Like father like son – Walter and Jon Trout
Two years on and Walter Trout looks almost as I remember him playing in a Cologne church (Kulturkirche). Just a little lighter certainly, but not so different from the old days. His playing also seems as heartfelt and passionate as ever. Only Andrew Elt at the stage-side with his regular looks of concern stageward is an indicator of past events – Somehow he reminds me of Paul Nelson watching over Johnny Winter. It’s good that he does keep an eye on Walter, because Walter is hopping from one foot to the other and playing like a teenager with his first guitar, from the very first notes of Sonny Boy’s ‘Help Me’. He stays that way for the best part of two hours.
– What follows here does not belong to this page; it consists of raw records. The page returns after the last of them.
PR #3318, opened 2026-06-05
fix: correct set_to_muscle() arg types from C arrays to std::array

### LINKED ISSUE #3282: `set_to_muscle()` Uses wrong arg types

Abzaek:
Closes #3282.

The pybind11 binding for `MjsActuator.set_to_muscle` declared `timeconst` and `range` as bare C arrays (`double[2]`), which pybind11 cannot properly handle for tuple/list defaults. Changed to `std::array<double, 2>` consistent with how `set_to_dcmotor` and other array-valued setters handle these parameters. The default for `timeconst` is now `{-1, -1}` matching the existing pattern for `range`.

### DIFF
--- a/doc/changelog.rst
+++ b/doc/changelog.rst
@@ -39,6 +39,9 @@ General
 Bug fixes
 ^^^^^^^^^
 - Fixed a bug in the ``mjz`` :ref:`decoder <mjpDecoder>` where unnormalized paths would fail to be read.
+- Fixed Python ``MjsActuator.set_to_muscle`` ignoring the ``timeconst`` and ``range`` arguments. The pybind11 lambda
+  declared these as bare C arrays (``double[2]``) which decayed to pointers; they now use ``std::array<double, 2>``
+  consistent with the other array-valued setters (:issue:`3282`).
 
 Version 3.9.0 (May 27, 2026)
 ----------------------------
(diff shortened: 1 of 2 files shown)


thowell:
should be fixed in https://github.com/google-deepmind/mujoco/commit/4e10f20be662a25c946d8b4638026c3dbafb04b9

PR #3323, opened 2026-06-06
Fix island disabled warp field dimension mismatch

mhasek:
Post the new MJWarp update sync an issue has come up where the `ENABLE_ISLANDS` flag being set to false causes the `_get_data_into_warp` call to fail. In this case the island fields are not allocated and set to a size of 0 on the mjwarp side but they are sized to the size of nv/ntree on the host MjData side. 

This PR checks if the flag is set to false and if there are fields that have size 0 and skips those fields. This PR also makes additions to the `test_get_data_into_warp` to validate this.

### DIFF
--- a/mjx/mujoco/mjx/_src/io.py
+++ b/mjx/mujoco/mjx/_src/io.py
@@ -1307,6 +1307,10 @@ def _get_data_into_warp(
       if isinstance(value, np.ndarray) and value.shape:
         result_field = getattr(result_i, field.name)
         if result_field.shape != value.shape:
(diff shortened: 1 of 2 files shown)


btaba (approved):

tkelestemur:
@btaba Seems like this is merged by @copybara-github here https://github.com/google-deepmind/mujoco/commit/58a8c6ee562ad0752ceeb670488a0015e08319ac.

Should we close this PR?

btaba:
Yes thank you!

PR #3325, opened 2026-06-09
TEST: gcc-12 -Wrestrict source fix

kevinzakka:


kevinzakka:
Folded into #3315 (commit 'Build the gcc jobs with LTO off too'). gcc-12 confirmed clean with the two source fixes + LTO-off.

PR #3463, opened 2026-08-05
Add continuous-collision infrastructure for deformables

smallquail:
The standard discrete collision pipeline generates contact points at a configuration; this new module prices gaps along **trajectories**:

- differentiable vertex-triangle / edge-edge / vertex-geom distance kernels with closest-point barycentrics (`mjc_PtTri`, `mjc_SegSeg`, `mjc_GeomDist`, plus sharp-feature extraction `mjc_GeomVerts`/`mjc_GeomEdges`);
- swept-volume contact-candidate generation over the flex BVH (`mjc_candidates`);
- per-pair gap evaluation with the gradient's direction and vertex weights (`mjc_pairGap`);
- conservative advancement bounding each pair's time of impact (`mjc_advance`).

### Design notes

- **`mjcPair` is the geometric identity of a candidate pair only.** Solver state (multipliers, ages) and cached linearizations belong to the consumer, not to this struct — the module neither reads nor writes them.
- **No hard-coded constants.** The two lengths the module needs are caller-supplied parameters:
  - the **standoff cap** bounds the *rest gap*: an active pair settles at a small positive distance δ = min(pair band, cap) rather than at zero. Strictly positive so the conservative advancement always sees a nonzero time of impact (a pair resting at exactly zero would lock the advance); the per-pair min keeps thin participants' skins proportionally thin, and the cap stops thick ones carrying a fat layer.
  - the **detection band** is the *tracking reach*, and is not a physical length: how early the broad phase starts holding a pair and how long the gap evaluation keeps it held. Wider costs candidates; narrower hands pairs to the consumer later.
- **Flex-flex gaps are measured at the midsurface**, not skin-to-skin: where the mesh geometry is tighter than the combined radii (a string threaded through a hem), a skin gap is permanently negative and the pair would be discarded as invalid — losing CCD coverage exactly where tunneling is likeliest. The broad phase adds the radii back into its reach, so detection range is unchanged.
- Engine-internal (`MJAPI` on entry points only for tests, marked not a supported API). No user-visible behavior change; changelog notes the new infrastructure.

### Testing

`engine_collision_continuous_test`: distance kernels across their regions (interior/edge/vertex, crossing/collinear/parallel), geom signed distance and sharp features, the pair gap with its gradient verified by central differences at every involved vertex, the conservative advancement (analytic cap on a crossing sweep; the conservative closing-rate bound; small-motion early-out), and candidate generation on stacked cloths (pairs found at 2 mm, none at 0.5 m). Full suite: 1349/1349.

### DIFF
--- a/doc/changelog.rst
+++ b/doc/changelog.rst
@@ -34,6 +34,13 @@ Actuation
 Engine
 ^^^^^^
 
+- Added continuous-collision infrastructure for deformables (``engine_collision_continuous``): differentiable
+  vertex-triangle, edge-edge and vertex-geom distance kernels with closest-point barycentrics, swept-volume contact
+  candidate generation over the flex bounding-volume hierarchy, per-pair gap evaluation with the gradient's vertex
+  weights, and a conservative advancement that bounds each pair's time of impact. Engine-internal with no consumer in
+  this change: the discrete pipeline generates contact points at a configuration, this module prices gaps along
+  trajectories, and it is the groundwork for continuous-contact (IPC-style) solvers for flex.
+
 - Replaced the per-step sparse Cholesky factorization of the flex block of the implicit effective metric M + K with
   its prefactored per-vertex 3x3 diagonal blocks. The blocks precondition the CG constraint solver and drive an
   iterative solve for ``qacc_smooth``, which now converges on :ref:`tolerance<option-tolerance>` rather than a fixed
--- a/src/engine/CMakeLists.txt
+++ b/src/engine/CMakeLists.txt
@@ -17,6 +17,8 @@ set(MUJOCO_ENGINE_SRCS
     engine_callback.c
     engine_callback.h
     engine_collision_box.c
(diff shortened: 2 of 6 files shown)


doc/changelog.rst
```diff
@@ -34,6 +34,13 @@ Actuation
 Engine
 ^^^^^^
 
+- Added continuous-collision infrastructure for deformables (``engine_collision_continuous``): differentiable
```
yuvaltassa, line 37: meh, none of this is in the public API, right? I'd just delete this and make it a line in the actual IPC commit when that lands.

yuvaltassa (commented):
Can you ask @kbayes to review? I feel like the unit tests could be improved and also would his eyes on this re consistency with the rest of the collision code.

quagla:
Superseded by b924ac66bdf3251e2192c153de2280f6f8d3ecfc

PR #3465, opened 2026-08-05
Cache MJX-Warp FFI callables across retraces

### LINKED ISSUE #3464: MJX-Warp creates a new FFI callable on every equivalent JAX retrace
## Intro

The discussion in [google-deepmind/mujoco_warp#1385](https://github.com/google-deepmind/mujoco_warp/pull/1385) exposed a separate issue: MJX creates a new Warp `FfiCallable` when JAX retraces the same work. The reporter's [minimal repro](https://github.com/gholmes829/mjx-warp-callable-leak) isolates the registry growth.

## My setup

- MuJoCo `main` at [`596b6f43`](https://github.com/google-deepmind/mujoco/commit/596b6f433d78005322d4abb8f153a110206365cf)
- MuJoCo / MJX 3.11.1
- Warp 1.15.0
- JAX 0.8.3
- Python 3.14.6
- Linux x86-64

The test below mocks FFI registration, so it does not require a GPU.

## What's happening? What did you expect?

`jax_callable_variadic_tuple()` defines an inner `func_wrapper`. Every retrace creates a new function object and passes it to `warp_ffi.jax_callable()`.

Warp uses that function object as part of its registry key. The new identity misses Warp's cache even though the original shim, flattened signature, PyTree, graph mode, output dimensions, and argument options are unchanged.

The code below models two retraces of the same shim. It calls `warp_ffi.jax_callable()` twice. It should call it once and reuse the resulting callable.

Each `FfiCallable` has its own graph cache. Creating another callable also creates another place for captured graphs and related resources to accumulate.

The long-running OOM described in `mujoco_warp#1385` has not been independently reproduced. The duplicate registration itself is deterministic and does not require a GPU.

MJX should cache the constructed Warp callable by the original shim and its call structure. Arrays and JAX tracers are inputs to the callable, not part of its identity.

The reporter found that reusing one JIT or switching to `WARP_STAGED` avoids the failure in their workload. Those are useful controls, but they do not fix the duplicate registration shown here for `GraphMode.WARP`.

## Steps for reproduction

1. Check out MuJoCo `main` at `596b6f43`.
2. Install the MJX-Warp dependencies.
3. Save the code below as `repro.py`.
4. Run `python repro.py`.
5. Observe `jax_callable constructions: 2`. The expected count is 1.

## Minimal model for reproduction

No model is required.

## Code required for reproduction

```python
from unittest import mock

from mujoco.mjx.warp import ffi


def shim(values: tuple[int, ...], output: int):
  del values, output


def create_callable(*args, **kwargs):
  del args, kwargs
  return mock.Mock()


with mock.patch.object(
    ffi.warp_ffi,
    'jax_callable',
    side_effect=create_callable,
) as jax_callable:
  # Model two retraces constructing the same MJX wrapper.
  wrapper = ffi.jax_callable_variadic_tuple(shim)
  wrapper_again = ffi.jax_callable_variadic_tuple(shim)

  wrapper((1, 2))
  wrapper_again((3, 4))

  print('jax_callable constructions:', jax_callable.call_count)
  assert jax_callable.call_count == 1
```

On `main`, the script prints:

```text
jax_callable constructions: 2
```

and fails the assertion.

## Confirmations

- [x] Searched the current documentation for MJX-Warp FFI and retracing guidance.
- [x] Searched existing MuJoCo issues and discussions; no duplicate was found.

shi-eric:
## Summary

`jax_callable_variadic_tuple()` built a new inner wrapper on every JAX retrace. Warp keys its FFI callable registry by wrapper identity, so structurally equivalent retraces registered separate `FfiCallable` objects and maintained separate graph caches.

A process-wide MJX cache now reuses callables when the original shim, flattened signature, PyTree, graph mode, and callable options match. Runtime arrays and JAX tracers remain per-call inputs and are not included in the cache key.

Lookup and construction are protected by a lock to prevent concurrent traces from registering the same callable twice. Invocation remains outside the lock.

The regression test checks that:

- equivalent traces of the same shim reuse one callable;
- distinct shims with the same signature remain separate;
- a different tuple structure creates a separate callable.

## Validation

- `ffi_test.py` and `types_test.py`: 3 passed
- CUDA `StepTest::test_step2` (humanoid, batch size 7, `GraphMode.WARP`): passed
- CUDA `StepTest::test_step3` (humanoid, batch size 7, `GraphMode.WARP_STAGED`): passed
- the short retrace repro kept the Warp registry at 4 callables across 36 equivalent retraces
- the step callable reached Warp's 32-entry graph-cache limit and remained there (33 captures total including setup)
- disabling the MJX cache in the repro restored the previous callable growth: 4, 6, 8, 10, 12, 14
- pre-commit hooks passed
- `git diff --check` passed

CUDA validation used JAX 0.8.3, Warp 1.15.0, and an NVIDIA RTX PRO 6000 Blackwell GPU. The reporter's long-running OOM workload was not exercised. CUDA validation independently reproduced the callable-growth mechanism and confirmed that callable registration and graph-cache growth remain bounded with this change.

Fixes #3464.

Context: [google-deepmind/mujoco_warp#1385](https://github.com/google-deepmind/mujoco_warp/pull/1385)

### DIFF
--- a/mjx/mujoco/mjx/warp/ffi.py
+++ b/mjx/mujoco/mjx/warp/ffi.py
@@ -17,6 +17,7 @@
 import dataclasses
 import functools
 import inspect
+import threading
 import typing
 from typing import Any, Callable, Optional, Sequence, Tuple, Union
 
@@ -28,6 +29,15 @@ from mujoco.mjx.third_party.warp._src.jax import ffi as warp_ffi
 
 from mujoco.mjx._src.types import tree_path_to_attr_str
 from mujoco.mjx.warp import types as mjx_warp_types
+
+
+# ``warp_ffi.jax_callable`` keys its registry by wrapper function and
+# configuration. Cache generated wrappers here by the original shim and MJX's
+# flattened call structure so equivalent retraces reuse the same Warp entry.
+_JAX_CALLABLE_VARIADIC_TUPLE_REGISTRY: dict[
+    tuple[Any, ...], Callable[..., Any]
+] = {}
+_JAX_CALLABLE_VARIADIC_TUPLE_REGISTRY_LOCK = threading.Lock()
 
 
 def flatten_signature(signature: inspect.Signature, args: Tuple[Any, ...]):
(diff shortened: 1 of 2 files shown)


mjx/mujoco/mjx/warp/ffi.py
```diff
@@ -30,6 +31,15 @@
 from mujoco.mjx.warp import types as mjx_warp_types
 
 
+# ``warp_ffi.jax_callable`` keys its registry by wrapper function and
+# configuration. Cache generated wrappers here by the original shim and MJX's
+# flattened call structure so equivalent retraces reuse the same Warp entry.
+_JAX_CALLABLE_VARIADIC_TUPLE_REGISTRY: dict[
```
btaba, line 37: do you recommend we use a fixed registry size here or will the size of this grow unbounded?

btaba (commented):
Thanks @shi-eric for the amazing contribution and bugfix! Just one quick question

mjx/mujoco/mjx/warp/ffi.py
shi-eric: Hey @btaba, I think it's better to keep this unbounded for consistency with Warp's FFI callable registry: https://github.com/NVIDIA/warp/blob/60064d1833f618e4baeae8f71050d0257c564bbf/warp/_src/jax/ffi.py#L39. The only cap in Warp is on each callable's graph cache. Adding a cap here would not remove the corresponding Warp registration when an entry is evicted. If the same structure came up again, we would just create another registration.

For now, this change should go a long way toward addressing the existing problem. I recommend only revisiting the uncapped behavior if we find a workload that actually needs a cap.

btaba: Thanks for the explanation @shi-eric LGTM!

btaba (approved):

‘Say goodbye to the Blues’ originally a tribute to SVR gets a new dedication tonight to BB King. A man who saw the importance of passing The Blues on via a young Walter Trout. Tonight Trout is the elder statesman passing the music on – this time via his own son Jon who proves to be a pretty mean player already. But Walter doesn’t make it easy for his son – that duel with Danny Bryant is inevitable, and spellbinding.

Trial by Trout – Walter & Jon exchange glances as Danny Bryant solos
It’s not really a competition of course. Walter calls it a jam – but you can see it’s more than just exchanging licks that are at stake. Bryant’s is a chunkier style of soloing and Jon Trout doesn’t yet have the depth to give his dad any serious competition YET. Trout has also championed Laurence Jones so BB couldn’t have passed the baton on to a better teacher. Having said that, Walter Trout looks determined to remain a teacher for some considerable time to come, and to paraphrase that other great teacher Obi-Wan Kenobi: May the force always be with him!